Since 2000, 73 reporters have been killed, and 12 are still missing, according to the CNDH – making Mexico the most dangerous country in Latin America for journalists.

“A large number of attacks committed by agents of the state have not been investigated, because there is complete impunity,” Juan Gutiérrez, director of the non-governmental Mexican Commission for the Defense and Promotion of Human Rights (CMDPDH), told IPS. The activist met this week with Pillay, a South African judge who was appointed U.N. High Commissioner for Human Rights in July 2008.

After taking office in December 2006, Calderón dispatched military troops to fight the powerful drug cartels disputing the smuggling routes to the lucrative U.S. market. Since he declared his “war on drugs”, more than 40,000 people have been killed in drug-related violence, according to government figures.

Over 45,000 soldiers are now involved in the fight against the cartels, which has claimed the lives of 263 military troops and 409 police officers.

The anti-narcotics strategy has led to an increase in human rights abuses complain NGOs, which have unsuccessfully called for a shift in focus.

The CNDH has received 5,055 complaints against the defense ministry for abuses committed since 2006.

Pillay, whose visit began Monday Jul. 4, said during her meeting with Calderón Wednesday that she was concerned about the growing reports of human rights violations blamed on agents of the state in the fight against organized crime.

“In the last few years, the situation of human rights in Mexico has gotten much worse,” says a report handed over to Pillay by the “All Rights For All” National Civil Human Rights Organizations Network, made up of 72 local groups.

“Although legislative advances have been made in bringing national laws into line with international treaties, these have not been accompanied by a public policy with a human rights perspective and adequate budget making human rights a priority,” it adds.

In June, Congress passed reforms of 11 articles of the constitution stipulating that the state has the obligation to promote, respect, protect and guarantee human rights and prevent, investigate, punish and make reparations for human rights abuses.

The Calderón administration made use of Pillay’s visit to decree a mechanism for the protection of human rights defenders, which includes the granting of precautionary measures for activists at risk. But human rights groups say it is just a sop.

When the threats started, “we asked for protective measures, to no avail,” said Morales.

One of the biggest concerns regarding the military fight against the drug trade is Mexico’s military justice code, which dates back to 1933. Under the code, all crimes committed by active-duty soldiers are tried in military courts.

Although three Inter-American Court of Human Rights verdicts have ordered Mexico to reform the military justice code, Congress has not yet begun to debate a bill introduced to that effect by Calderón in late 2010.

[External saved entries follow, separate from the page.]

PR #437, opened 2024-03-05
Move domain lookup requests to zerion api

zerts:


src/modules/name-service/index.ts
```diff
@@ -1,27 +1,32 @@
...
-    const fulfilled = results.filter(
-      (res) => res.status === 'fulfilled'
-    ) as PromiseFulfilledResult<string>[];
-    return fulfilled.map((res) => res.value);
-  });
-  return addresses.filter((address): address is string => address !== null);
+  try {
+    const response = await ZerionAPI.getWalletsMeta({ identifiers: [address] });
+    return (
+      response.data?.[0].identities
```
everdimension, line 23: should it be `response.data?.[0]?.identities`, like you have in `resolveDomain`?

zerts: Thank you! Good catch!

everdimension (approved):

PR #439, opened 2024-03-05
Update optimistic fee calculation

zerts:


src/ui/pages/History/AccelerateTransactionDialog/shared/accelerate-helpers.ts
```diff
@@ -74,10 +74,6 @@ export function increaseGasPrices(
       draft.info.eip1559.fast.max_fee = increase(max_fee, 1.1);
       draft.info.eip1559.fast.priority_fee = increase(priority_fee, 1.3);
     }
-    if (draft.info.optimistic?.l2) {
```
zerts, line 77: Looks like we will not show the difference in speed up for optimistic chains because of this. And this logic should be refactored for them

src/modules/ethereum/transactions/gasPrices/optimistic/fee.ts
```diff
@@ -42,22 +47,41 @@ export async function createOptimisticFee({
...
+          nonce,
+          gas,
+          to,
+          value,
+          data,
+          maxPriorityFeePerGas,
+          maxFeePerGas,
+        ])
+      : gasPrice != null
+      ? rlpEncode([nonce, gasPrice, gas, to, value, data])
```
everdimension, line 80: is this order of params for real a part of the optimistic algorithm? :D

src/ui/pages/History/AccelerateTransactionDialog/shared/accelerate-helpers.ts
everdimension: I'm not sure I understand

From the updated calculation code, it looks as if either classic gasPrice or eip1559 is required for the optimistic fee info. Is this correct? @sobolev-igor 
If so, then the increased fee should be displayed. What's the problem with removing this condition?

src/modules/ethereum/transactions/gasPrices/optimistic/fee.ts
zerts: Yes :((

src/ui/pages/History/AccelerateTransactionDialog/shared/accelerate-helpers.ts
zerts: But as I understand it, the displaying algorithm will try to show optimistic fees here, which are constant. The good thing is that applying configuration will work as well

src/modules/ethereum/transactions/gasPrices/optimistic/fee.ts
```diff
@@ -69,7 +93,11 @@ export async function createOptimisticFee({
 
   const l1_fee_est = Math.round(l1 * l1GasEstimation);
   return {
-    maxFee: l2 * Number(gas) + Math.round(l1_fee_est * 1.25), // Optimism guarantees that there should not be one-time jumps of l1 component of gas estimation more than 25%
-    estimatedFee: l2 * Number(gas) + l1_fee_est,
+    maxFee:
+      (maxFeePerGas ? Number(maxFeePerGas) : Number(gasPrice)) * Number(gas) +
+      Math.round(l1_fee_est * 1.25), // Optimism guarantees that there should not be one-time jumps of l1 component of gas estimation more than 25%
+    estimatedFee:
+      (maxFeePerGas ? Number(maxFeePerGas) : Number(gasPrice)) * Number(gas) +
```
zerts, line 100: I really didn't want to import base fee here from eip1559 just for this case.

src/modules/ethereum/transactions/gasPrices/optimistic/fee.ts
sobolev-igor: I've doublechecked and seems like in the final version of [EIP1559](https://github.com/ethereum/EIPs/blob/master/EIPS/eip-1559.md#specification) they decided to use more adequate order of perameters.

src/modules/ethereum/transactions/gasPrices/optimistic/fee.ts
sobolev-igor: In this case estimated fee will be too off. maxFeePerGas is usually x2 compared to baseFee

src/ui/pages/History/AccelerateTransactionDialog/shared/accelerate-helpers.ts
sobolev-igor: > either classic gasPrice or eip1559 is required for the optimistic fee info

correct! That's how speeding up will be reflected in new estimation even for optimistic fees

src/modules/ethereum/transactions/gasPrices/optimistic/fee.ts
zerts: So this one is better? `The [EIP-2718](https://github.com/ethereum/EIPs/blob/master/EIPS/eip-2718.md) TransactionPayload for this transaction is rlp([chain_id, nonce, max_priority_fee_per_gas, max_fee_per_gas, gas_limit, destination, amount, data, access_list, signature_y_parity, signature_r, signature_s]).`

src/modules/ethereum/transactions/gasPrices/optimistic/fee.ts
zerts: Tryed to fix

src/modules/ethereum/transactions/gasPrices/optimistic/fee.ts
```diff
@@ -69,7 +92,20 @@ export async function createOptimisticFee({
...
+    estimatedFee:
+      (eip1559GasPrice
+        ? Math.min(
+            Number(eip1559GasPrice.max_fee),
+            Number(base_fee) + Number(eip1559GasPrice.priority_fee)
+          )
+        : Number(classicGasPrice)) *
+        Number(gas) +
+      l1_fee_est,
   };
```
everdimension, line 110: I think this might be more readable:
```ts
  const maxFee = eip1559GasPrice
    ? Number(eip1559GasPrice.max_fee)
    : Number(classicGasPrice);
  const expectedFee = eip1559GasPrice
    ? Math.min(
        Number(eip1559GasPrice.max_fee),
        Number(base_fee) + Number(eip1559GasPrice.priority_fee)
      )
    : Number(classicGasPrice);
  return {
    maxFee: maxFee * Number(gas) + Math.round(l1_fee_est * 1.25), // Optimism guarantees that there should not be one-time jumps of l1 component of gas estimation more than 25%
    estimatedFee: expectedFee * Number(gas) + l1_fee_est,
  };
```

everdimension (approved):

PR #1158, opened 2019-12-10
Remove sending of fxa id in telemetry events

kaylagalway:
Fixes [Buzilla Issue](https://bugzilla.mozilla.org/show_bug.cgi?id=1602844)


Shared/Action/TelemetryAction.swift
```diff
@@ -126,14 +126,12 @@ class TelemetryActionHandler: ActionHandler {
...
         return Binder(self) { target, action in
-            let extras = self.addUidTo(extras: action.extras)
-
             target.telemetry.recordEvent(
                     category: TelemetryEventCategory.action.rawValue,
                     method: action.eventMethod.rawValue,
                     object: action.eventObject.rawValue,
                     value: action.value,
-                    extras: extras
+                    extras: nil
```
jhugman: This removes all extras from the event; is this what you intend?

Also: can we remove `addUidTo()` method?

PR #1160, opened 2019-12-11
Update localization strings

kaylagalway:
Pulls in new Localization strings


kaylagalway:
This build is currently failing because of the following error: `error: Build input file cannot be found: '/Users/kaylagalway/dev/mozilla/lockwise-ios/lockbox-ios/Storyboard/es.lproj/NoNetwork.strings' (in target 'Firefox Lockbox' from project 'Lockbox')`

Working on resolving this.

PR #1195, opened 2020-02-13
Fix Delete Button in production

### LINKED ISSUE #1188: Login is not deleted after tapping delete button
Steps to reproduce:
1. Install Lockwise on an iOS device.
2. Login into Lockwise.
3. Tap on a saved login.
4. Tap "Delete Login' button.
5. Observe.

Expected behavior
The saved login should be deleted

Actual behavior
The saved login is not deleted after tapping the 'Delete Login' button

* Device: iPhone Xs Max; iPad Air 3
* Build version: Lockwise master branch v1.7.2 (4059)

kaylagalway:
Fixes #1188 

- Delete button was working in debug mode, but not in production
- Delete subscription code was hidden behind edit feature flag, causing delete button not to work. Moved code outside of feature flag restrictions

### DIFF
--- a/lockbox-ios/Presenter/ItemDetailPresenter.swift
+++ b/lockbox-ios/Presenter/ItemDetailPresenter.swift
@@ -143,26 +143,26 @@ class ItemDetailPresenter {
     
     private func setupDelete() {
         view?.deleteTapped
-        .subscribe(onNext: { (_) in
-            self.view?.displayAlertController(
-                buttons: [
-                    AlertActionButtonConfiguration(
-                        title: Constant.string.cancel,
-                        tapObserver: nil,
-                        style: .cancel
-                    ),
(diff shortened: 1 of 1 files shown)


lockbox-ios/Presenter/ItemDetailPresenter.swift
```diff
@@ -136,9 +136,34 @@ class ItemDetailPresenter {
...
             setupEdit()
         }
+        setupDelete()
         setupCopy(itemObservable: itemObservable)
         setupNavigation(itemObservable: itemObservable)
     }
+    
+    private func setupDelete() {
+        view?.deleteTapped
+        .subscribe(onNext: { (_) in
```
jhugman: Nit: Whitespace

“There has been complete non-compliance with the sentences,” said Gutiérrez. “There is no political will to move forward; we are not aware of any investigations or convictions in the last six years” for cases of torture or abuse by the armed forces, he added.

According to the defense ministry, a total of 159 members of the armed forces are under investigation by the military courts for abuse of authority, torture or murder, another 57 are facing prosecution and seven have been sentenced.

Human rights groups are pushing for approval of a law that would provide reparations for victims, a measure that was also mentioned by Pillay, who said she was particularly concerned about compliance with victims’ rights with regard to security, justice and reparations.

“The frequency of human rights violations and the degree of non-compliance is alarming,” says the report by the “All Rights for All” National Civil Human Rights Organizations Network. “The Mexican state has not shown concrete evidence that it is implementing a serious human rights policy.”